Dropout Layer - The unconventional regularization technique

Overfitting has always been the enemy of generalization. Dropout is very simple and yet very effective way to regularize networks by reducing coadaptation between the neurons. More discussion and implementation follows.

Note: Complete source code can be found here https://github.com/parasdahal/deepnet

Models with a large number of parameters can describe amazingly complex functions and phenomena. But this large number of parameters also means that the network has the freedom to describe the dataset it has been trained on without capturing any insights, failing to generalize to new data. This problem, known as overfitting, is a big problem in deep neural networks, which have millions of parameters. Several regularization techniques overcome this problem by imposing a constraint on the parameters and modifying the cost function. Dropout is a recent advancement in regularization (original paper), which unlike other techniques, works by modifying the network itself.

Dropout works by randomly and temporarily deleting neurons in the hidden layer during the training with probability \(p\). We forward propagate input through this modified layer which has \(n*p\) active neurons and also backpropagate the result through the same.

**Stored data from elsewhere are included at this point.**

PR #3700, opened 2023-01-25
Update postgresql version and add liblzma headers

aguest-kc:
**Description:**
Updated Dockerfile to add liblzma headers package and to install a newer version of the PostgreSQL client.

**Technical details:**
Added the `xz-devel` package so that Python can build with LZMA compression supported and remove the following warning when launching Python inside a container:

> UserWarning: Could not import the lzma module. Your installed Python is incomplete. Attempting to use lzma compression will result in a RuntimeError.

Updated `postgresql10` to `postgresql13` since the version 10 client is no longer available through **pgdg-redhat-repo-latest.noarch.rpm**.

    - [x] Backend
    - [ ] Ops


kwhickey:
@aguest-kc can you set it to user postgresql13, since that's what we use in our environments.

aguest-kc:
Updated the postgresql version to 13 instead of 14.

dporth-frb (approved):

PR #3707, opened 2023-01-28
[PIPE-466] Usage of INT FABA 

collinwr:
**Descriptions**

Updates a few downstream jobs to use the `int` version of the `financial_accounts_by_awards` table:
- Subaward Search
- Transaction Search
- Award Search
- Touch Covid Awards


kwhickey (approved):
Pretty straightforward. Approved.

During testing/prediction, we feed the input to unmodified layer, but scale the layer output with \(p\).


So how does dropout help in regularization?

Heuristically, using dropout is like we are training on different set of network. So the output produced is like using an averaging scheme on output of a large number of networks, which is often found to be powerful way of reducing overfitting.

Also, since a neuron cannot rely on the presence of other neurons, it is forced to learn features that are not dependent on the presence of other neurons. Thus network learns robust features, and are less susceptible to noise.

How and where to use dropout?

Since dropout does not constraints the parameter, applying L2 regularization or any other parameter based regularization should be used along with dropout. It is because while using dropout (or inverted dropout, explained later) the effective learning rate is higher than the rate chosen, and so parameter based regularization can help simplify selecting proper learning rate.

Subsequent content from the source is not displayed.